You're probably going to get a lot so I recommend getting a large container for all the little babies to run around together. Yes, they will eat each other, but it'll save you lots of time, effort, and supplies.


----------



## buddhistsoldier88 (Jul 17, 2007)

> You're probably going to get a lot so I recommend getting a large container for all the little babies to run around together. Yes, they will eat each other, but it'll save you lots of time, effort, and supplies.


wwhat should i do with the ones i dont want...and dont say freeze them becuase i cant do that...against my religion. any ideas?


----------



## robo mantis (Jul 17, 2007)

sell them or give to friends


----------



## OGIGA (Jul 18, 2007)

If you really don't want them, you can leave them together and they'll eat each other. I don't know if that's against your religion though.


----------



## buddhistsoldier88 (Jul 18, 2007)

ID PROBABLY GIVE THEM AWAY ONE HERE...NONEOF MY FRIENDS WOULD WANT THEM...OOPS dang caps...sorry guys...anybody in the future want some free budwings let me know!!! ill pack a few extra too! just pay shipping


----------



## buddhistsoldier88 (Jul 18, 2007)

> If you really don't want them, you can leave them together and they'll eat each other. I don't know if that's against your religion though.


if i can prevent the loss of life its fine...if i kill them on purpose then id be commiting a forbidden Buddhist act. Sorry this is becomin religious...and i thought about the cannibalism too...i know its natural but still id feel bad enough...


----------



## Asa (Jul 18, 2007)

Sounds like a logical religion. 8)

I'd just let them eat eachother.


----------



## Rick (Jul 18, 2007)

If I have an ooth hatch I keep the nymphs together in a large tank/net cage until I am down to ten or less. THEN I seperate them into individual cups. You can use whatever size cup you want as long as it's big enough for them to molt safely. Just feed them plain ole fruit flies. Start with the smaller melenogasters then move up to the d hydei or just skip those and feed them houseflies once they're big enough.


----------



## buddhistsoldier88 (Jul 19, 2007)

> If I have an ooth hatch I keep the nymphs together in a large tank/net cage until I am down to ten or less. THEN I seperate them into individual cups.

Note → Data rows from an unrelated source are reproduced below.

PR #3748, opened 2025-07-18
Add feature to keep mounts with plain mode

### LINKED ISSUE #3747: Plain mode, with mounts
### Description

Currently enabling --plain mode disables all types of mounts. But we could keep the "default" ones (9p/virtiofs).

Add a new flag/feature, to keep the mounts in the template even with plain mode. But not for "reverse-sshfs".

* https://github.com/lima-vm/lima/discussions/3734

afbjorklund:
Allows using e.g. virtiofs in plain mode, without needing the guestagent etc.

But only for default mount type, since "reverse-sshfs" still needs non-plain.

Closes #3747

Discussion #3734

### DIFF
--- a/templates/default.yaml
+++ b/templates/default.yaml
@@ -555,6 +555,10 @@ guestInstallPrefix: null
 # 🟢 Builtin default: false
 plain: null
 
+# Keep the mounts, in "plain" mode.
+# 🟢 Builtin default: false
+plainMounts: null
+
 # When the "nestedVirtualization" feature is enabled:
 # - Allows running a VM inside the guest VM.
 # - The guest VM must configure QEMU with the `-cpu host` parameters to run a nested VM:
--- a/cmd/limactl/editflags/editflags.go
+++ b/cmd/limactl/editflags/editflags.go
@@ -92,6 +92,7 @@ func RegisterCreate(cmd *cobra.Command, commentPrefix string) {
 	})
 
 	flags.Bool("plain", false, commentPrefix+"Plain mode. Disables mounts, port forwarding, containerd, etc.")
+	flags.Bool("plain-mounts", false, commentPrefix+"Keep any mounts, of the default type, in plain mode.")
 }
 
 func defaultExprFunc(expr string) func(v *flag.Flag) (string, error) {
@@ -257,6 +258,7 @@ func YQExpressions(flags *flag.FlagSet, newInstance bool) ([]string, error) {
 		{"disk", d(".disk= \"%sGiB\""), false, false},
 		{"vm-type", d(".vmType = %q"), true, false},
 		{"plain", d(".plain = %s"), true, false},
+		{"plain-mounts", d(".plainMounts = %s"), true, false},
 	}
 	var exprs []string
 	for _, def := range defs {
--- a/pkg/hostagent/hostagent.go
+++ b/pkg/hostagent/hostagent.go
@@ -420,7 +420,11 @@ func (a *HostAgent) Info(_ context.Context) (*hostagentapi.Info, error) {
 
 func (a *HostAgent) startHostAgentRoutines(ctx context.Context) error {
 	if *a.instConfig.Plain {
-		logrus.Info("Running in plain mode. Mounts, port forwarding, containerd, etc. will be ignored. Guest agent will not be running.")
+		if *a.instConfig.PlainMounts {
+			logrus.Info("Running in plain mode, with mounts. Port forwarding, containerd, etc. will be ignored. Guest agent will not be running.")
+		} else {
+			logrus.Info("Running in plain mode. Mounts, port forwarding, containerd, etc. will be ignored. Guest agent will not be running.")
+		}
 	}
 	a.onClose = append(a.onClose, func() error {
 		logrus.Debugf("shutting down the SSH master")
--- a/pkg/limayaml/defaults.go
+++ b/pkg/limayaml/defaults.go
@@ -908,6 +908,16 @@ func FillDefault(y, d, o *LimaYAML, filePath string, warn bool) {
 		y.Plain = ptr.Of(false)
 	}
 
+	if y.PlainMounts == nil {
+		y.PlainMounts = d.PlainMounts
+	}
+	if o.PlainMounts != nil {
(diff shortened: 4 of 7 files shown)


templates/default.yaml
```diff
@@ -555,6 +555,10 @@ guestInstallPrefix: null
 # 🟢 Builtin default: false
 plain: null
 
+# Keep the mounts, in "plain" mode.
+# 🟢 Builtin default: false
+plainMounts: null
```
AkihiroSuda, line 560: I fear the explosion of `plainFoo`, `plainBar`, `plainFooBar` properties.

Can we rather introduce `guestAgent.enabled: false` that will just disable the guest agent without affecting mounts

afbjorklund: The ask was only to be able to do virtiofs mounts with vz, without the guestagent (which is doable with this)

afbjorklund: But currently this is not related to the guestagent at all, just that enabling Plain will wipe out the Mounts

afbjorklund:
The flag could also be different. Perhaps related to mount?

```
      --mount-none          [limactl create] Remove all mounts
      --mount-keep          [limactl create] Keep mounts in plain mode
```

Or keep them by default, and require `--plain --mount-none`

Some templates (like k8s) do an explicit `mounts: []` up front...

msimkunas:
How about `--plain --with-mounts`?

One other alternative is to replace `--plain` and allow the user to disable specific features, e.g. `--disable-mounts`, `--disable-port-forwarding`, etc. but that would probably be too disruptive. 

Or, you could support multiple `--disable-*` flags and keep `--plain` as a metaflag that applies all `--disable-*` flags but this is getting pretty complicated.

msimkunas:
In any case, users may want to use `--plain` but enable port forwarding or just mounting. If you anticipate that in the future more exemption flags may be needed (not just `--with-mounts`) perhaps it is better to think about dedicated flags and treat `--plain` as an alias/metaflag that applies multiple flags at once

afbjorklund:
Having both `--mounts` (string) and `--with-mounts` (bool) is a little vague, and would --with-mounts=false be the same as --mount-none? Hmm

afbjorklund:
> treat --plain as an alias/metaflag that applies multiple flags at once

We could convert `plain` from a boolean to a struct, like we did with `disk`, but I hoped that it wouldn't be needed (complicates the yaml parsing and schema)

* https://github.com/lima-vm/lima/pull/1516

msimkunas:
@afbjorklund hence my other suggestion to introduce `--disable-*` flags for disabling specific features. `--plain` could then just be an alias for multiple such commands, e.g. `--disable-mounts --disable-port-forwarding ...`

afbjorklund:
All the other options do require the guestagent, though. Maybe not the timezone, but.

There is also another setting, "copy the user account", that is currently always enabled.

* https://github.com/lima-vm/lima/issues/3749#issuecomment-3088953430

But this got a bit complicated, it was only about the Mounts specifically

----

```go
func fixUpForPlainMode(y *LimaYAML) {
        if !*y.Plain {
                return
        }
        y.Mounts = nil
        y.PortForwards = nil
        y.Containerd.System = ptr.Of(false)
        y.Rosetta.BinFmt = ptr.Of(false)
        y.Rosetta.Enabled = ptr.Of(false)
        y.TimeZone = ptr.Of("")
}
```

AkihiroSuda:
`--disable-<FEAT>`  is inconsistent with the existing `--FEAT=(true|false)` flags.

So my suggestion is to introduce `--guestagent=(true|false)` (default: `false`) if we want a CLI flag.
Maybe it should rather be set via the YQ syntax (`--set '.guestagent.enabled=false'`).

afbjorklund:
I think we changed a bit away from "plain", and over to specific flags for the guestagent?

And we didn't quite explain what the guestagent is in the first place, or when you need it

jandubois:
So assuming we enabled mounts (except for `reverse-sshfs`) for `--plain` mode in Lima 2.0. Wouldn't `--plain --mount-none` already work?

So I'm not sure I see a need for additional options.

AkihiroSuda:
That's a breaking change and also inconsistent across mount types.
Sshfs does not work with the plain mode.
IIUC even virtiofs doesn't work on some distro in the plain mode as the relevant kmod is not installed by default. (Lazy to confirm it from phone 😅 )

msimkunas:
> That's a breaking change and also inconsistent across mount types.
> Sshfs does not work with the plain mode.
> IIUC even virtiofs doesn't work on some distro in the plain mode as the relevant kmod is not installed by default. (Lazy to confirm it from phone 😅 )

@AkihiroSuda Perhaps the bigger issue is that currently there's no way to specify which boot scripts must be run. In my case, I only need virtiofs support in the VM and nothing else, but currently I can either run all boot scripts or none.

I could perhaps solve this by copying the boot script which sets up the virtiofs mount and using it as a provisioning script though...

jandubois:
> Perhaps the bigger issue is that currently there's no way to specify which boot scripts must be run. In my case, I only need virtiofs support in the VM and nothing else, but currently I can either run all boot scripts or none.

The boot scripts are not an external facing API. We need to be able to modify them in incompatible ways on any release, without having to provide backwards compatibility.

Any configurability comes from settings in `lima.yaml`.

> I could perhaps solve this by copying the boot script which sets up the virtiofs mount and using it as a provisioning script though...

If we decide to make mounts available under `--plain`, then I think we should run the required boot scripts to install the needed drivers, but only if the list of mount points is non-empty.

So if somebody runs a VM with `--plain` and doesn't provide any mounts, they won't get any drivers installed.

afbjorklund:
Will close this PR, until we know how the config for plain mode should be handled. But it's basically a oneliner.

```diff
--- a/pkg/limayaml/defaults.go
+++ b/pkg/limayaml/defaults.go
@@ -871,7 +871,6 @@ func fixUpForPlainMode(y *LimaYAML) {
        if !*y.Plain {
                return
        }
-       y.Mounts = nil
        y.PortForwards = nil
        y.Containerd.System = ptr.Of(false)
        y.Containerd.User = ptr.Of(false)
```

You can use whatever size cup you want as long as it's big enough for them to molt safely. Just feed them plain ole fruit flies. Start with the smaller melenogasters then move up to the d hydei or just skip those and feed them houseflies once they're big enough.


so basically you let caniballism run its course?


----------



## OGIGA (Jul 19, 2007)

> > If I have an ooth hatch I keep the nymphs together in a large tank/net cage until I am down to ten or less. THEN I seperate them into individual cups. You can use whatever size cup you want as long as it's big enough for them to molt safely. Just feed them plain ole fruit flies. Start with the smaller melenogasters then move up to the d hydei or just skip those and feed them houseflies once they're big enough.
> 
> 
> so basically you let caniballism run its course?


You got it!


----------



## buddhistsoldier88 (Jul 20, 2007)

> > > If I have an ooth hatch I keep the nymphs together in a large tank/net cage until I am down to ten or less. THEN I seperate them into individual cups. You can use whatever size cup you want as long as it's big enough for them to molt safely. Just feed them plain ole fruit flies. Start with the smaller melenogasters then move up to the d hydei or just skip those and feed them houseflies once they're big enough.
> >
> >
> > so basically you let caniballism run its course?
> ...


i dunno if i could do that...to you guys they are just highly interesting bugs, but to me they are lives and should be given a chance to live...im getting into religion again..sorry...but like i said you guys want some budwings let me know and ill ship off to you with a few extra just in case....


----------



## Asa (Jul 20, 2007)

I'd take some free budwings!

But really. Any that die with cannabilism will normally die anyway. With Chinese you see hundreds of littered dead bodies on the ground.


----------



## buddhistsoldier88 (Jul 21, 2007)

Where around VA do you live Asa...my mom lives 45 minutes from Richmond...thought maybe i could deliver them in person rather than ship them to you..


----------